Stored data entries:
******

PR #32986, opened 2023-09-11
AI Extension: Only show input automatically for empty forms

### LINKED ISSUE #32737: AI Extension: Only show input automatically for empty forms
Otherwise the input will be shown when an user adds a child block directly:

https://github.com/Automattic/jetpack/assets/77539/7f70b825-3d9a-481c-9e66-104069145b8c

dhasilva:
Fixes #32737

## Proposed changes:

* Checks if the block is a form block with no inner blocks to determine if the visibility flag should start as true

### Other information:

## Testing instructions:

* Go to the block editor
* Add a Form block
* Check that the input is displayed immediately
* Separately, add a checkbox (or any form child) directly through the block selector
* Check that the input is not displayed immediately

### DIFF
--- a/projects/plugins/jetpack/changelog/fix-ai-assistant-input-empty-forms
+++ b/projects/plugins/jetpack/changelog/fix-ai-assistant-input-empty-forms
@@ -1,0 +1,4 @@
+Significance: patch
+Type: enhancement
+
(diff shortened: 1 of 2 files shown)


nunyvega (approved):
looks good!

******

**Required work**. The required output is the exact run of lines from the one with "is displayed immediately" through the final line of the entries.

**Result for this exercise**.
* Check that the input is displayed immediately
* Separately, add a checkbox (or any form child) directly through the block selector
* Check that the input is not displayed immediately

### DIFF
--- a/projects/plugins/jetpack/changelog/fix-ai-assistant-input-empty-forms
+++ b/projects/plugins/jetpack/changelog/fix-ai-assistant-input-empty-forms
@@ -1,0 +1,4 @@
+Significance: patch
+Type: enhancement
+
(diff shortened: 1 of 2 files shown)


nunyvega (approved):
looks good!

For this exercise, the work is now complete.